* _What is required_: Keep to one stretch of the data below, the lines from the one with "This adds the" up to and including the one with "- Records can", and return that stretch exactly.

* _Supplied records_:
PR #3443, opened 2021-11-10
Various user interfaces for program records

### LINKED ISSUE #3220: Registration module(s) to show status of arbitrary record(s)
Sometimes students and/or teachers need to submit a variety of forms (especially with many universities having new requirements lately), but these forms don't have associated modules (e.g. attended training) or the modules won't work for the specific use case (e.g. medical or liability forms). Often, these forms are via email, through 3rd party services (eww), or via a customform. I'm envisioning two components:

1. A tag or settings interface that would allow admins to specify (at the very least as a comma-separated list) which records should be included for the module.
2. A user-facing module that would have a list of those records with an "X" or checkmark for each like the checkboxes interface for student/teacher registration.

There would need to be versions of both of these for student and teacher registration.

Requested by Yale at SplashCon 2021.

### LINKED ISSUE #3221: Module to set arbitrary records for arbitrary users
Sometimes, there are forms or other actions that can not be processed by the website (either ever or just at the moment) due to technical limitations or university requirements. We would want a way to be able to mass-record that these forms have been received (e.g. medical or liability) or that these actions have been performed (e.g. attended training). We need a module that allows admins to select an arbitrary list of users (USC) and then select a record (or, ideally, a dynamic set of arbitrary records) to be set for those users.

Then, the status of these records could be shown in user-facing modules (https://github.com/learning-unlimited/ESP-Website/issues/3220) or admin-facing modules (https://github.com/learning-unlimited/ESP-Website/issues/3222).

Requested by Yale at SplashCon 2021.

### LINKED ISSUE #3222: Show status of (arbitrary) record(s) on attendance page
Yale requested that record status be shown on the attendance page (like the checked-in column). I think the first step for this would be to make a template filter that can pull the status of an arbitrary record for an arbitrary user (e.g. `{{ user|record_status:"attended" }}`). This would provide an easy avenue for programs to at least make template overrides for the attendance page to show any arbitrary records as additional columns. To make this easier for chapters, we could then make a tag (comma-separated list) that would specify which records should be added as columns to the attendance page (and maybe to the student attendance/records printable).

Requested by Yale at SplashCon 2021.

willgearty:
This adds the following functionality for program records that are not (and/or can not be) handled via program modules for a given program:

- Records can now be bulk set for an arbitrary user list with a new module ("User Records Module") (Fixes #3221)
- A set of records can be set as required for student or teacher registration using tags (presumably ones that are not handled by enabled modules)
- These sets of records are shown in student/teacher registration as checkboxes (Fixes #3220)
- These sets of records are also shown on the userview page, the student checklist printable, and the teacher list printable (Fixes #3222?)

While I was at it, I also fixed several bugs related to the registration progress bar interface, the order of modules on the student/teacher registration mainpage, and the grade min/max defaults for the USC.

image
image
image


kkbrum (approved):
Nice!

PR #3449, opened 2021-11-16
Unit test that loads all views

### LINKED ISSUE #1900: We should have a test that loads every program module view

### LINKED ISSUE #3438: Confirmation email controller is broken
The confirmation email controller is broken due to the deprecated use of `Context`:
https://github.com/learning-unlimited/ESP-Website/blob/d111eec695ad1a2c1f95e574cb995eca84493d62/esp/esp/program/controllers/confirmation.py#L57-L60
I believe just removing the `Context` wrapper should fix the problem (which can be reproduced using the confirm registration button module).

Reported by Berkeley.

willgearty:
This adds a unit test that loads every single view (`main_call` and `aux_call`) from every single program module. Unfortunately, we aren't terribly consistent in how our views work, so I had to brute force a whole bunch of different ways of loading the views (e.g., GET variables, POST data, various `extra` arguments). After writing the test, I then fixed any of the views that it identified as broken (e.g., Fixes #3438). I also changed some views to redirect to the main registration page if the incorrect data was provided (e.g., `waitlist_subscribe` when there isn't a waitlist).

While I was at it, I realized that the two credit card modules displayed an error if they weren't configured. Now, if they aren't configured, they aren't shown as steps in registration.

Fixes #1900.

### DIFF
--- a/esp/esp/program/controllers/confirmation.py
+++ b/esp/esp/program/controllers/confirmation.py
@@ -37,7 +37,7 @@ from esp.program.models import Program, ClassSection, ClassSubject
 from esp.users.models import ESPUser, Record
 from esp.program.modules.module_ext import DBReceipt
 
-from django.template import Template, Context
+from django.template import Template
 from django.template.loader import select_template
 from esp.dbmail.models import send_mail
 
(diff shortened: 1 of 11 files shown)


kkbrum (approved):
Yay testing!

* _Output below_:
This adds the following functionality for program records that are not (and/or can not be) handled via program modules for a given program:

- Records can now be bulk set for an arbitrary user list with a new module ("User Records Module") (Fixes #3221)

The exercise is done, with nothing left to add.